(Saved entries)
--------------------

Issue #815, opened 2026-06-14
Geometry ops missing vs occt-wasm: projection/HLR, convex hull, Minkowski sum, interference detection, shape-evolution tracking


andymai:
## Summary

Five higher-level geometry/analysis operations that occt-wasm provides are not implemented in brepkit. All are gated off in brepjs's parity gate (`tests/helpers/kernelDivergences.ts`) and/or via capability flags in `tests/helpers/kernelRegistry.ts`.

## Cases

1. **Projection / HLR (hidden-line removal)** — capability flag `projection: false` for brepkit (`true` for occt-wasm). No way to project a 3D solid to 2D visible/hidden edges. Drives brepjs's `projection/` module.

2. **Convex hull** — divergence key `hullFns`. No convex hull of a point set / shape.

3. **Minkowski sum** — divergence key `minkowskiFns`. No Minkowski sum (used for offsetting/clearance shapes).

4. **Interference detection** — divergence key `interferenceFns`. No solid-solid interference/clash query (do two solids overlap, and by how much).

5. **Shape-evolution tracking** — divergence keys `shapeRef.*`, `shapeRefIntegration.*` (~10 tests). After a boolean/fillet, there is no way to ask which output faces were *generated* / *modified* / *deleted* from a given input face (OCCT `BRepAlgoAPI` / `BRepBuilderAPI` `Generated()` / `Modified()` / `IsDeleted()`). This underpins persistent face references across a modeling history.

## Acceptance

Each op returns results matching occt-wasm within tolerance (or, for shape-evolution, exposes generated/modified/deleted reporting on boolean and fillet operations).

## Context

Found while validating the brepkit-wasm 2.104.1 bump in brepjs (andymai/brepjs#1372). occt-wasm is the reference. Shape-evolution tracking is likely the highest-value item: it unblocks robust feature references in downstream history-based modeling.

andymai:
Audited all five items against current `main`. **Three of the five are already implemented in brepkit** — the brepjs divergence keys are stale (same pattern as #816 items 1–2 and #813 Part 1). Two are genuine gaps.

## Already in brepkit — clear the stale keys / wire the adapter

### Convex hull (`hullFns`) — ✅ exists
- `convexHull(coords)` WASM binding (`bindings/shapes.rs`) → `operations::primitives::make_convex_hull` → `math::convex_hull::convex_hull_3d` (incremental Quickhull). Returns a solid.
[...]

PR #822, opened 2026-06-15
feat(wasm): add filletWithEvolution face-provenance tracking (#815)

andymai:
## Summary

Closes the one tractable gap from the #815 audit: **shape-evolution for fillets**. brepjs's `shapeRef` suite tracks face provenance through booleans (the existing `fuseWithEvolution`/`cutWithEvolution`/`intersectWithEvolution`) *and* fillets (`filletWithEvolution`) — but brepkit only exposed the boolean half. This adds the fillet half.

(Per the [#815 audit](https://github.com/andymai/brepkit/issues/815#issuecomment-4704000927), the other items — convex hull, interference, boolean evolution — already exist; Minkowski sum and HLR remain large separate features.)

## Approach

The boolean already builds its `EvolutionMap` by **geometric face-signature matching** (face normal + centroid), not builder provenance — so it's directly reusable:

1. Extract that matcher into `evolution::build_evolution_by_geometry(inputs, outputs) -> EvolutionMap` (operation-agnostic, no topology deps): near-tied input → `modified`, unmatched output → `generated`, unmatched input → `deleted`.
2. Make `boolean::collect_face_signatures` public and refactor `boolean_with_evolution` onto the shared matcher — **behavior-preserving** (the 97 boolean tests stay green; net −95 lines there).
3. Add the `filletWithEvolution` binding: snapshot signatures around `try_fillet`, return `{"solid":<u32>,"evolution":{modified,generated,deleted}}` — the exact JSON shape `fuseWithEvolution` returns — so brepjs's adapter wires without representation loss.

## Tests

- `matcher_classifies_modified_generated_deleted` — synthetic signatures exercise all three buckets.
- `fillet_evolution_tracks_all_faces` — a real box fillet: 6 → 7 faces, no box face deleted, and **every** output face (including the blend) is attributed to an input, so a downstream face reference always resolves. (The blend face is attributed to both edge-adjacent faces — sound provenance under the generous heuristic.)

Refs #815

### DIFF
--- a/crates/operations/src/boolean/mod.rs
+++ b/crates/operations/src/boolean/mod.rs
@@ -829,8 +829,6 @@ pub fn boolean_with_evolution(
     a: SolidId,
     b: SolidId,
 ) -> Result<(SolidId, crate::evolution::EvolutionMap), crate::OperationsError> {
-    use crate::evolution::EvolutionMap;
-
     // Collect input face normals + centroids before the operation mutates topology.
     let input_faces_a = collect_face_signatures(topo, a)?;
     let input_faces_b = collect_face_signatures(topo, b)?;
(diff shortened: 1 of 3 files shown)


andymai:
Addressed in the latest commit:

- **P1 — missing `catch_unwind` (Greptile/Copilot):** ✅ Fixed. `filletWithEvolution` now wraps the fillet + evolution build in `catch_unwind(AssertUnwindSafe(...))` exactly like the `fillet` binding, so a fillet panic returns an error instead of aborting the WASM instance.
- **`collect_face_signatures` "outward normal" doc (Copilot):** ✅ Fixed. Reworded to "face normal" — the stored plane normal (not re-oriented by `reversed`); matching is consistent because input and output use the same convention.
- **`matched_inputs` marks generating inputs as matched (Copilot):** This is verbatim-extracted from the existing `boolean_with_evolution` — behavior-preserving by design (the 97 boolean tests stay green). It's the established boolean-evolution semantics; changing it would alter boolean behavior and belongs in a separate change if revisited.
- **P2 — not wired in the brepjs adapter (Greptile):** Expected — `filletWithEvolution` is wired on the brepjs side (its `shapeRef` module already imports it), like the existing `fuseWithEvolution`. No brepkit-side action.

--------------------

Problem:
Going down from the first line of the entries above, restate each line word for word until the line holding "1. **Projection /" is done.

Written answer:
Issue #815, opened 2026-06-14
Geometry ops missing vs occt-wasm: projection/HLR, convex hull, Minkowski sum, interference detection, shape-evolution tracking


andymai:
## Summary

Five higher-level geometry/analysis operations that occt-wasm provides are not implemented in brepkit. All are gated off in brepjs's parity gate (`tests/helpers/kernelDivergences.ts`) and/or via capability flags in `tests/helpers/kernelRegistry.ts`.

## Cases

1. **Projection / HLR (hidden-line removal)** — capability flag `projection: false` for brepkit (`true` for occt-wasm). No way to project a 3D solid to 2D visible/hidden edges. Drives brepjs's `projection/` module.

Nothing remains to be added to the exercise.